Le jeune homme secoua la tête, se fustigeant encore de repenser à tout ce qui s'apparentait à cette personne, ses yeux, son visage, sa voix… tout. Il n'était plus capable de réfléchir correctement, et, ne plus se sentir maître de ses émotions à cause d'une petite sotte pareille, cela l'énervait profondément. Il lui fallait se reprendre, annihiler de son esprit toute pensée la concernant, et la solution était évidente. Cela faisait plusieurs semaines qu'il n'était pas venu lui rendre visiter, occupé par des affaires et dernièrement, tiraillé par ses contradictions. Comme à son habitude, il était passé par la porte de derrière réservée seulement aux filles et à leurs jeunes servantes. Même si le dialecte voulait que « ce qu'il se passait au Yoshiwara demeurait toujours à l'intérieur des murs du Yoshiwara », il ne souhaitait pas être vu, s'y rendant toujours aux heures sombres de la nuit. Naruto ne l'ignorait pas, lui lançant plusieurs fois des plaisanteries salaces en le questionnant sur le nom de ses préférences. Mais il n'en avait aucune. Tout comme il n'avait jamais jeté son dévolu sur une des nombreuses héritières qui lui avaient été présentées par leurs paternels, cherchant à s'approprier la renommée de son nom par un mariage arrangé plutôt que trouver un époux aimant à leurs filles. L'amour n'avait pas de place dans la noblesse et lui non plus, d'ailleurs, ne se laissait pas attendrir par des sentiments volatiles. Celle dont il avait obtenu gracieusement les faveurs en avait parfaitement conscience. Jamais il ne chercherait le plaisir de sa compagnie, ni à la satisfaire par de petites attentions.

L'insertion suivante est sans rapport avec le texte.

PR #973, opened 2019-11-25
Perf: Don't reconcile on every state change

bryphe:
When the are a flurry of `Actions` dispatched against the `Store`, we were 'reconciling' our UI after each one.

This 'debounces' - when there is a new state, we'll make note of it, but only reconcile once per frame.


src/bin_editor/Oni2_editor.re
```diff
@@ -56,13 +56,26 @@ let init = app => {
 
   let update = UI.start(w, <Root state=currentState^ />);
 
+  let isDirty = ref(false);
   let onStateChanged = state => {
     currentState := state;
+    isDirty := true;
     GlobalContext.set({...GlobalContext.current(), state});
-
     update(<Root state />);
```
izik1: Was this line supposed to poof?

bryphe: Indeed it was! Nice catch @izik1, thank you 👍

PR #983, opened 2019-11-27
Completion: Fuzzy match + highlight completions

bryphe:


src/Model/Completions.re
```diff
@@ -6,11 +6,15 @@
 
 open Oni_Core;
 
+module Zed_utf8 = Oni_Core.ZedBundled;
+
+type filteredCompletions = Filter.result(Actions.completionItem);
```
glennsl: Is this supposed to be plural?

bryphe: Ah, no - good catch @glennsl !

PR #985, opened 2019-11-28
Refactoring: Editor model cleanup

glennsl:
I might have gotten a bit carried away with this, but to my defense I _wanted_ to go a lot further! Initially I just wanted to add a few interfaces to get a better overview of what's in each module, but then it snowballed a bit.

The changes are roughly as follows:
- Add .rei
- Hide internal implementation details as much as possible, to have better control of potential invariants and to have the flexibility to change it without breaking external code.
- Mirror the type definition from `Actions`  so it's easier to look up, so `open Actions` isn't needed to bring the fields into scope and so unnecessary type annotations can be removed in the implementation. That the type is initially defined elsewhere is now a minor detail that doesn't otherwise affect how it's used.
- Replace non-descriptive abbreviations with more descriptive names. Especially every occurrence of `v`, which sometimes had multiple different meanings in a single function.
- Remove unnecessary `open`s that pollute the namespace and obscure the origin of functions. At the top level, generally only modules that are explicitly designed to be opened should be.
- Pass the model down through the view, instead of an id that needs to be looked up later.
- Some unused functions have been removed, but it might be that they ought to be commented out or exposed for debugging purposes, for example, but then they ought to have names that reflect their purpose.

Longer term I'd like to remove all type definitions (except `t` of course) from `Actions`, as having them there prevents proper encapsulation and hiding of internal state. As far as I can see, the only reason they're there is because some modules contain a `reducer` function which depends on `Actions`, causing a dependency cycle. I don't think `reducer ` functions should be associated with specific models, however, and might be better to move them to the `Store` project. If there are dependency cycles between other types, it might be better to use recursive modules defined together, and then include their implementations in separate "module files" which hides the recursion behind its interface.

### DIFF
--- a/bench/lib/EditorSurfaceBench.re
+++ b/bench/lib/EditorSurfaceBench.re
@@ -21,7 +21,7 @@ let editorSurfaceMinimalState = () => {
       rootNode,
       <EditorSurface
         isActiveSplit=true
-        editorGroupId
+        editorGroup
         editor=simpleEditor
         state=simpleState
         metrics
@@ -36,7 +36,7 @@ let editorSurfaceThousandLineState = () => {
       rootNode,
       <EditorSurface
         isActiveSplit=true
-        editorGroupId
+        editorGroup
         editor=simpleEditor
         state=thousandLineState
         metrics
@@ -51,7 +51,7 @@ let editorSurfaceThousandLineStateWithIndents = () => {
       rootNode,
       <EditorSurface
         isActiveSplit=true
-        editorGroupId
+        editorGroup
         editor=simpleEditor
         state=thousandLineStateWithIndents
         metrics
@@ -66,7 +66,7 @@ let editorSurfaceHundredThousandLineState = () => {
       rootNode,
       <EditorSurface
         isActiveSplit=true
-        editorGroupId
+        editorGroup
         editor=simpleEditor
         state=hundredThousandLineState
         metrics
@@ -87,7 +87,7 @@ let setupSurfaceThousandLineLayout = () => {
     container,
     <EditorSurface
       isActiveSplit=true
-      editorGroupId
+      editorGroup
       editor=simpleEditor
       state=thousandLineState
       metrics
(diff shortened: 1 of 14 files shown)


bryphe:
> I might have gotten a bit carried away with this, but to my defense I wanted to go a lot further! Initially I just wanted to add a few interfaces to get a better overview of what's in each module, but then it snowballed a bit.

This is a great 'chunk' of refactoring - thank you @glennsl !

> Add .rei

> Hide internal implementation details as much as possible, to have better control of potential invariants and to have the flexibility to change it without breaking external code.

Awesome. Very helpful - I need to get into the habit of doing this by default. 💯 

> Replace non-descriptive abbreviations with more descriptive names. Especially every occurrence of v, which sometimes had multiple different meanings in a single function.
> Remove unnecessary opens that pollute the namespace and obscure the origin of functions. At the top level, generally only modules that are explicitly designed to be opened should be.
 
I need to break both of these habits...

> Mirror the type definition from Actions so it's easier to look up, so open Actions isn't needed to bring the fields into scope and so unnecessary type annotations can be removed in the implementation. That the type is initially defined elsewhere is now a minor detail that doesn't otherwise affect how it's used.

Good idea! Jumping back is difficult

> Longer term I'd like to remove all type definitions (except t of course) from Actions, as having them there prevents proper encapsulation and hiding of internal state. A

Ya, totally - this is very awkward at the moment. Aside from the duplication in the model type definitions, it also forces us to have overly verbose field names (since you can't have field names with the same name in the `and` type definitions).

> As far as I can see, the only reason they're there is because some modules contain a reducer function which depends on Actions, causing a dependency cycle.

This is correct - was looking for a better solution.

>  I don't think reducer functions should be associated with specific models, however, and might be better to move them to the Store project. 

This seems like it would work, be a better design, and break the dependency cycle 👍



Thanks for this refactoring work @glennsl - I always learn a lot from your changes!

glennsl:
/azp run

Doesn't seem like these all work quite as advertised, but this one does at least.

glennsl:
Oh, so that's how it works. Well that didn't seem all that useful. Not for my needs at least.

Des petits pas feutrés retentirent dans le couloir et il tendit l'oreille lorsque l'on frappa sur le battant en bois, un bruit de porte coulissant pour s'ouvrir et se refermer. Il demeura, le regard rivé sur son tantō, sans tourner la tête une seule fois. La jeune oiran, elle, se tenait droite, le souffle court. Son cœur battait douloureusement. La silhouette de l'homme accroupi devant la petite table basse ne lui dévoilait que son dos, les cheveux de jais retombant dans la nuque légèrement dévoilée. Enfin, elle le revoyait enfin. Un client l'avait réclamée à la dernière minute lorsqu'elle apprit de la bouche de sa petite kamuro que quelqu'un l'attendait dans sa chambre. Son palpitant avait effectué un soubresaut dans sa poitrine, priant mille fois et mille fois encore qu'il s'agisse bien de lui. Une autre de ses comparses avait décidé de poursuivre la nuit en sa compagnie, ne souhaitant nullement partager un gain si précieux avec cette peste qui se croyait supérieure aux autres. Cela était parfait et tombait au moment opportun. Puis elle s'était éclipsée de la pièce en saluant une dernière fois le client avant de s'empresser de quémander l'aide de Yasuko pour la rendre plus présentable. Après tout ce temps, elle se devait d'être le plus désirable possible à ses yeux. Mains jointes au niveau de son ventre, Karin s'inclina avec respect.

« Uchiwa-san. »

Aucune réponse. Sa main libre, cependant, se saisit du guinomi vide. La jeune oiran sourit et s'approcha avec lenteur pour s'agenouiller à ses côtés, courbant de nouveau la tête, et attrapa avec délicatesse le tokkuri en porcelaine pour y servir le liquide transparent et odorent. Elle le regarda porter la coupe à ses lèvres, souriante, se délectant de son profil si parfait. La première nuit, elle n'avait pas réalisé quelles seraient les conséquences de cette relation. Jeune et inexpérimentée, son aspect de l'époque était aux antipodes de ce qu'elle était devenue aujourd'hui. L'illustre Uchiwa Sasuke. Un nom qu'elle avait entendu plus d'une fois, susurré par des aînées qui ronronnaient de plaisir en imaginant l'homme qu'il deviendrait avec les années, et elles avaient été récompensées au-delà de leurs espérances. Et elle ne comprit que plus tard, pourquoi il l'avait choisi elle, et pas une autre. Si la raison l'avait révoltée en premier lieu, désormais, elle ne laisserait sa place à aucune autre. Son cœur ne lui appartenait pas, certes, mais sa concupiscence, elle, était sienne. Karin se sentit rougir en pensant à cet instant de volupté qui les unirait tous les deux, cette nuit, lorsqu'elle repensa à un détail bien moins appréciable. A bien y réfléchir, sa longue absence et cet évènement étaient forcément liés. Un sentiment aigre s'empara de son être tandis qu'elle se demanda comment amorcer la discussion. Elle ne pouvait lui faire de scène, il n'y avait pas lieu d'en faire une. Mais si elle pouvait lui soutirer quelques informations… Son sourire s'intensifia, mielleux.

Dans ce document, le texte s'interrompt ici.